Exercise goal:
Once you have checked the records that follow, state how many of their lines hold "erdemyerebasmaz", giving the number only.

[Records from a data collection]
Issue #523, opened 2023-10-16
Default cltv delta for invoices should be 144 blocks


JssDWt:
Currently we take the default cltv delta of the node to create invoices. Greenlight is actually increasing the default cltv delta to 144 blocks, but it could make sense to put this in the SDK as well, to avoid surprises.

Problem is there is too little time to react if a htlc is not fully settled yet, but the signer is offline. Currently the default cltv delta is 9 blocks.

roeierez:
We control the cltv delta only in the case we open a channel. In this case we take it from the lsp information and add it in the routing hints.
I think this should be changed in the lsp info after greenlight changes it.

JssDWt:
@roeierez  This CLTV expiry is the final cltv expiry, which is defined by the recipient. There's also a CLTV delta for the LSP, but adding to the CLTV expiry of the recipient 'bumps' every expiry in the route. The cltv delta of the LSP is already set in the hop hint.

roeierez:
I see. Thanks for clarifying

PR #538, opened 2023-10-20
default cltv_expiry for invoices 144 blocks

JssDWt:
Currently the default cltv expiry of the node is used for invoices. If the default cltv expiry is too low, however, this increases force close risk with a signer that is not always online. Increase the default final cltv expiry to 144 blocks, so there's enough leeway for a client to come back online after a period of time and settle pending htlcs.

Fixes https://github.com/breez/breez-sdk/issues/523

### DIFF
--- a/libs/sdk-core/src/breez_services.rs
+++ b/libs/sdk-core/src/breez_services.rs
@@ -1792,7 +1792,7 @@ impl Receiver for PaymentReceiver {
                 request.preimage,
                 request.use_description_hash,
                 Some(expiry),
-                request.cltv,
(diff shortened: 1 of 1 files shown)


ok300 (commented):
Might be better to do this fallback inside the NodeAPI `create_invoice` implementation?

That way it covers all current and future calls to `create_invoice`.

dangeross (approved):
Looks good, I think keeping it out of the nope_api impl of create_invoice is good as long as its only called here.

Can also do: `request.cltv.or(Some(144))`

roeierez (approved):

PR #542, opened 2023-10-21
Ensure channels closed details are persisted

roeierez:
As part of optimizing the sync effort I discovered that the closed channel persisted details are not used which causes us to do unnecessary network requests.
Before this PR the channels closed details were always fetched since we persisted the channels fetched from the remote node without considering the `closed_at` and `closed_tx_id` that were already persisted.
The PR ensured this info is merged with the fetched channels before it is persisted preventing overriding this info with None values.


ok300 (commented):
Good catch.

Would it make sense to move it inside `update_channels`, as the new merging logic sort of belongs to that step?

ok300 (approved):

PR #546, opened 2023-10-23
Derive Clone trait for some fiat currency structs

ok300:
This is needed to be able to add a Rust snippet in the docs for the equivalent Kotlin snippet: https://sdk-doc.breez.technology/guide/fiat_currencies.html

In some of the loops, a few structs have to be cloned. This PR makes that possible.


roeierez (approved):
LGTM

Issue #526, opened 2023-10-17
Feature request: allow onchain fees to be known before committing to paying them


danielgranhao:
When either using any of the following methods:
* `send_onchain()`
* `sweep()`
* `refund()`

it would improve UX if we could know the fees that will be paid.

This could be done by splitting the methods into preparation and execution steps, such that after preparing, one can decide whether to execute or not based on the fees.

roeierez:
That's right @danielgranhao 
for sweep we are going to introduce prepareSweep: https://github.com/breez/breez-sdk/pull/294
For send_onchain we have https://github.com/breez/breez-sdk/blob/main/libs/sdk-core/src/breez_services.rs#L630C18-L630C41
for refund perhaps we can add the refund tx weight to the `list_refundables` ?

danielgranhao:
> That's right @danielgranhao
for sweep we are going to introduce prepareSweep: https://github.com/breez/breez-sdk/pull/294
For send_onchain we have https://github.com/breez/breez-sdk/blob/main/libs/sdk-core/src/breez_services.rs#L630C18-L630C41

Oh, sorry, completely missed that PR and the `fetch_reverse_swap_fees()` method. 

> for refund perhaps we can add the refund tx weight to the list_refundables ?

That would be nice!

danielgranhao:
@roeierez I was working on a PR for adding the refund tx weight to `list_refundables` and realized that this won't lead to an exact prediction of the fees. Without knowing the address the user chooses, the tx weight will just be a guess (of course, very close to the real one, and one could opt for the worst-case scenario).

Wouldn't it be better to go with a "prepare" approach (similar to https://github.com/breez/breez-sdk/pull/294) that would provide the exact fee that will be used?

JssDWt:
> For send_onchain we have https://github.com/breez/breez-sdk/blob/main/libs/sdk-core/src/breez_services.rs#L630C18-L630C41

Link currently points to a different line of code.

roeierez:
Right @JssDWt I meant this one: https://github.com/breez/breez-sdk/blob/main/libs/sdk-core/src/breez_services.rs#L647

JssDWt:
Permalinking that https://github.com/breez/breez-sdk/blob/3c602db1fb0799ad96922a618c6dbe180a722c5a/libs/sdk-core/src/breez_services.rs#L647

danielgranhao:
Closed by #294 and #548

PR #548, opened 2023-10-23
Implement `prepare_refund()`

danielgranhao:
Addresses #526.

### DIFF
--- a/libs/sdk-core/src/swap.rs
+++ b/libs/sdk-core/src/swap.rs
@@ -5,8 +5,8 @@ use crate::binding::parse_invoice;
 use crate::chain::{get_utxos, AddressUtxos, ChainService, MempoolSpace, OnchainTx};
 use crate::grpc::{AddFundInitRequest, GetSwapPaymentRequest};
 use crate::{
-    OpeningFeeParams, ReceivePaymentRequest, RefundRequest, RefundResponse,
-    SWAP_PAYMENT_FEE_EXPIRY_SECONDS,
+    OpeningFeeParams, PrepareRefundRequest, PrepareRefundResponse, ReceivePaymentRequest,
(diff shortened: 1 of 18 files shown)


libs/sdk-core/src/swap.rs
```diff
@@ -434,6 +434,31 @@ impl BTCReceiveSwap {
...
+        let swap_info = self
+            .persister
+            .get_swap_info_by_address(req.swap_address.clone())?
+            .ok_or_else(|| anyhow!(format!("swap address {} was not found", req.swap_address)))?;
+
+        let transactions = self
+            .chain_service
+            .address_transactions(req.swap_address.clone())
+            .await?;
+        let utxos = get_utxos(req.swap_address, transactions)?;
```
roeierez, line 450: Perhaps we can extract out this code to a function that can be reused in `refund_swap` function?

roeierez (changes requested):
Thanks a lot, looks good!
Can you please make sure the RN generator code is done with the latest RN generator? We yesterday updated it.

libs/sdk-core/src/swap.rs
danielgranhao: Makes sense. Addressed in [a2308ba](https://github.com/breez/breez-sdk/pull/548/commits/a2308ba88b4b60bc483a1187c071ce5224624c6b)

danielgranhao:
@roeierez 
> Can you please make sure the RN generator code is done with the latest RN generator? We yesterday updated it.

I've just rebased and run the generator again. I didn't see any changes.

dangeross (approved):
RN codegen looks good

roeierez:
@danielgranhao this is ready to be merged. We will merge it right after the conflict is resolved. Thanks.

danielgranhao:
@roeierez Conflicts should be resolved now :)

Issue #541, opened 2023-10-20
Upgrade flutter version


JssDWt:
The sdk-flutter binding currently requires flutter 3.7.12. People are using higher flutter versions for their applications though, making it hard for them to compile the sdk-flutter binding from source. Even though we have the https://github.com/breez/breez-sdk-flutter repo which they could use. If there's an issue with that, it would help if they were able to compile it themselves.

Therefore, update the used flutter version.

PR #549, opened 2023-10-23
Upgrade Flutter requirement to latest stable(3.13.8)

erdemyerebasmaz:
This PR addresses 
- #541 

We have been withholding upgrading Flutter as it requires the huge task of migrating `breezmobile` to null safety. Sticking to 3.7.12 helped us Breez developers to context switch between our Flutter projects, `c-breez`, `sdk-flutter` & `breezmobile` repositories with ease. 

Version management in Flutter is a bit lacking when it comes to this use case but there's a version management CLI tool called fenv, which makes switching between versions much easier. 

We decided forgo this ease in favor of appealing to other Flutter users that use our SDK and use fenv internally.

### Changelist:
- Update Flutter to 3.13.8
  -  Bump Dart range to  '>=3.0.0 <4.0.0'
  -  Bump Flutter range to  '>=3.10.0'
- Update flutter_rust_bridge to 1.80.1 & generate bindings
- Bump sdk-flutter version to 0.3.0

### TODO:
- Detail the changes in CHANGELOG.md


libs/sdk-flutter/pubspec.yaml
```diff
@@ -1,31 +1,31 @@
...
 description: A new flutter plugin project.
-version: 0.2.5
+version: 0.3.0
 publish_to: none
 
 environment:
-  sdk: ">=2.19.6 <3.0.0"
-  flutter: ">=3.7.12"
+  sdk: '>=3.0.0 <4.0.0'
+  flutter: ">=3.10.0"
```
ademar111190, line 8: As we publish a Sdk, keeping the minimum requirement as low as possible is interesting.
So, is it necessary to increase the **minimum** version?

erdemyerebasmaz: Yes, these are the minimum necessary versions.
In Dart 3.0, null safety is built in; you can not turn it off or have a middle-ground, e.g; no `--no-sound-null-safety` flag, and minimum Dart requirement has been upgraded to 3.0 as of Flutter 3.10.0.

erdemyerebasmaz: No, these are the minimum necessary versions due to `flutter_rust_bridge` requirements
`flutter_rust_bridge >=1.76.0 which requires SDK version >=3.0.0 <4.0.0`

which can be downgraded but I think we should move onto Flutter 3.10 & Dart 3.

ubbabeck (approved):
tACK

libs/sdk-flutter/pubspec.yaml
ademar111190: I see; thanks for checking out @erdemyerebasmaz and congrats; that was a hard work

ademar111190 (approved):

roeierez (approved):
LGTM

ubbabeck:
If you work on both breezmobile and c-breez  and have to switch between different flutter version i'd like to recommend [direnv](https://github.com/direnv/direnv) as an alternative to fenv.

erdemyerebasmaz:
> If you work on both breezmobile and c-breez and have to switch between different flutter version i'd like to recommend [direnv](https://github.com/direnv/direnv) as an alternative to fenv.

@breez/breez-developers You are free to use any solution you like for Flutter version management. I would only make sure to include any config files they may have to`.gitignore`.

ubbabeck:
> > If you work on both breezmobile and c-breez and have to switch between different flutter version i'd like to recommend [direnv](https://github.com/direnv/direnv) as an alternative to fenv.
> 
> @breez/breez-developers You are free to use any solution you like for Flutter version management. I would only make sure to include any config files they may have to`.gitignore`.

Good point, i'll open a pr for it.

PR #550, opened 2023-10-24
Add payment hash to `lnurl_pay()` return type

### LINKED ISSUE #540: Feature request: Return payment hash after trying to pay an LNURL-pay
In order to know which [`Payment`](https://breez.github.io/breez-sdk/breez_sdk_core/struct.Payment.html#) should be shown to the user after trying to pay an LNURL-pay, it would be useful if  [`LnUrlPayResult`](https://breez.github.io/breez-sdk/breez_sdk_core/enum.LnUrlPayResult.html#) would include a payment hash. 

This could be done in both success and error cases as long as the LNURL-pay flow progressed enough for the LNURL endpoint to return an invoice.

dleutenegger:
Resolves #540


libs/sdk-react-native/ios/BreezSDKMapper.swift
```diff
@@ -2997,18 +2997,23 @@ class BreezSDKMapper {
...
+        }
 
         throw SdkError.Generic(message: "Invalid enum variant \(type) for enum LnUrlPayResult")
     }
 
     static func dictionaryOf(lnUrlPayResult: LnUrlPayResult) -> [String: Any?] {
         switch lnUrlPayResult {
         case let .endpointSuccess(
-            data
+            datapaymentHash
```
erdemyerebasmaz, line 3011: Typo?

libs/sdk-react-native/ios/BreezSDKMapper.swift
```diff
@@ -3018,6 +3023,15 @@ class BreezSDKMapper {
                 "type": "endpointError",
                 "data": dictionaryOf(lnUrlErrorData: data),
             ]
+
+        case let .payError(
+            paymentHashreason
```
erdemyerebasmaz, line 3028: Typo?

dleutenegger: Seemed to be an issue with the rn codegen. I moved the `LnUrlPayResult` data into wrapper structs, which resolved the issue.

dangeross: I'll investigate the RN codegen issue

dangeross: I think your change is the preferred (common) way we handle interface variants anyway. But it seems variants with multiple tuple/struct like data attributes are not being rendered correctly in swift.

libs/sdk-core/src/breez_services.rs
```diff
@@ -339,7 +354,10 @@ impl BreezServices {
                 )?;
 
                 Ok(LnUrlPayResult::EndpointSuccess {
-                    data: maybe_sa_processed,
+                    data: LnUrlSuccessData {
+                        payment_hash: details.payment_hash.clone(),
+                        data: maybe_sa_processed,
```
dangeross, line 359: Can I propose we change `data` to `success_action` to avoid `data.data`?

dangeross (changes requested):
Looks good otherwise. Just a comment around naming

libs/sdk-core/src/lnurl/pay.rs
```diff
@@ -141,12 +140,21 @@ pub(crate) mod model {
...
     pub enum LnUrlPayResult {
-        EndpointSuccess {
-            data: Option<SuccessActionProcessed>,
-        },
-        EndpointError {
-            data: LnUrlErrorData,
-        },
+        EndpointSuccess { data: LnUrlSuccessData },
+        EndpointError { data: LnUrlErrorData },
+        PayError { data: LnUrlPayErrorData },
```
ok300, line 145: @dleutenegger Useful new error type! Can you please add a line about it in the method's rustdoc?

libs/sdk-bindings/src/breez_sdk.udl
```diff
@@ -444,10 +444,20 @@ dictionary BitcoinAddressData {
     string? message;
 };
 
+dictionary LnUrlSuccessData {
```
ok300, line 447: This only applies to LNURL-pay, so a more accurate name is `LnUrlPaySuccessData` IMO.

libs/sdk-core/src/breez_services.rs
```diff
@@ -297,10 +297,25 @@ impl BreezServices {
...
                     amount_msat: None,
                 };
-                let payment = self.send_payment(pay_req).await?.payment;
+
+                let payment = match self.send_payment(pay_req).await {
+                    Ok(p) => Ok(p),
+                    Err(SdkError::SendPaymentFailed { err }) => {
+                        let invoice = parse_invoice(cb.pr.as_str())?;
+
+                        return Ok(LnUrlPayResult::PayError {
```
ok300, line 309: Two points here:

- for consistency, I would remove the `return ...;` and just place the `Ok(..)` on the last line of the block, just like the other two branches of `match`
- is this really an `Ok(..)` and not an `Err(..)`?

libs/sdk-core/src/breez_services.rs
ok300: Would make sense IMO.

ok300 (changes requested):
Left a few comments, otherwise looks good!

libs/sdk-core/src/lnurl/pay.rs
roeierez: This makes me think that perhaps the right way here is to return the errors as rust errors as right now we are mixing both success and error in the success case (We don't use rust error here).
I do understand the change as the mixture has been existed before this change so I am OK to leave it as is but perhaps after we merge the error code PR @dangeross we can think of changing here to use rust errors if that make sense of course?

libs/sdk-core/src/breez_services.rs
dleutenegger: I think this needs to stay as is.

- The return is explicitly required as we want to exit the function and return the `PayError` to the caller.
- It must be an `Ok(..)` instead of an `Err(..)` as this is the current way the method handles errors, as pointed out by @roeierez https://github.com/breez/breez-sdk/pull/550#discussion_r1371648746.

libs/sdk-core/src/lnurl/pay.rs
dangeross: I don't think the error code PR would give a clean way to return the payment hash (and the reason) of the failed payment, which was the intent of the original issue.

libs/sdk-core/src/breez_services.rs
ok300: > The return is explicitly required as we want to exit the function and return the `PayError` to the caller.

We unwrap the result (and throw this error as well, if it would be wrapped as `Err`) just a few lines below in L317.

> It must be an `Ok(..)` instead of an `Err(..)` as this is the current way the method handles errors, as pointed out by @roeierez [Add payment hash to `lnurl_pay()` return type #550 (comment)](https://github.com/breez/breez-sdk/pull/550#discussion_r1371648746).

- The current way (before the PR): we are not mixing success and error in the success case
- The current way (in this PR): we are mixing them with the `Ok(..)` I mentioned above

So changing the `Ok(..)` into an `Err(..)` would address Roei's point around mixing result types. It would also make future migrations to `SdkError` simpler IMO.

ok300: Nevermind, my bad.

You want to return `LnUrlPayResult` in the success case, so `Ok(..)` is correct.

The generic `anyhow::Error` thrown now only takes a string as arg, so cannot be used to wrap anything more meaningful. The `send_payment` step already throws an `SdkError`, but that's converted back to `anyhow::Error` when unwrapping on L137.

All this can be handled better with `SdkError` in the future.

ok300 (approved):

dangeross (approved):
LGTM!

dangeross:
Seems there is a conflict @dleutenegger. Can you take a look?

dangeross:
Still some issues, can you rerun the flutter_rust_bridge?

erdemyerebasmaz:
> Seems there is a conflict @dleutenegger. Can you take a look?
> Still some issues, can you rerun the flutter_rust_bridge?

@dangeross This is likely due to latest Flutter SDK & flutter_rust_bridge_codegen upgrade.
 
@dleutenegger Could you rebase your branch on top of main first then run 
```
make clean
make init
make dev 
```

from sdk-flutter directory.

dangeross:
Hi @dleutenegger, would you mind rebasing and rerunning the RN codegen? I've just merged the error code PR #469 and there is a small conflict.

PR #553, opened 2023-10-24
Allow multiple logs listeners

ademar111190:
Using the broadcast stream controller to allow clients to have multiple listeners of log.

No QA Needed


roeierez (approved):
LGTM

PR #559, opened 2023-10-26
Add Default trait, util constructor for Request args

ok300:
This PR simplifies the construction of user-facing Request structs:
- derives `Default` where possible
- adds `from_...` constructors for structs where only a few fields are always needed, but the rest are optional

Request structs where all fields are always needed, or where only 1 field is optional, were left out because the ergonomics wouldn't be improved by such a change.

### DIFF
--- a/libs/sdk-core/src/models.rs
+++ b/libs/sdk-core/src/models.rs
@@ -751,16 +751,6 @@ pub struct ReceivePaymentRequest {
     pub cltv: Option<u32>,
 }
 
-impl ReceivePaymentRequest {
-    pub fn from_amount_and_description(amount_msat: u64, description: String) -> Self {
-        ReceivePaymentRequest {
-            amount_msat,
-            description,
-            ..Default::default()
-        }
-    }
-}
-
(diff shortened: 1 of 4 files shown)


erdemyerebasmaz (approved):
LGTM

JssDWt (approved):
Looks good.

The `from` implementations are nice, but not necessary. If they were removed, I think it's also good.

libs/sdk-core/src/models.rs
```diff
@@ -750,6 +751,16 @@ pub struct ReceivePaymentRequest {
     pub cltv: Option<u32>,
 }
 
+impl ReceivePaymentRequest {
+    pub fn from_amount_and_description(amount_msat: u64, description: String) -> Self {
```
roeierez, line 755: TBH I do understand the reason for this but I think it is not needed as the explicit way of passing the parameters is already short and easy enough. Unnecessary maintenance overhead IMO.

ok300:
Alright, then I removed the `from` constructors.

Result of this task:
9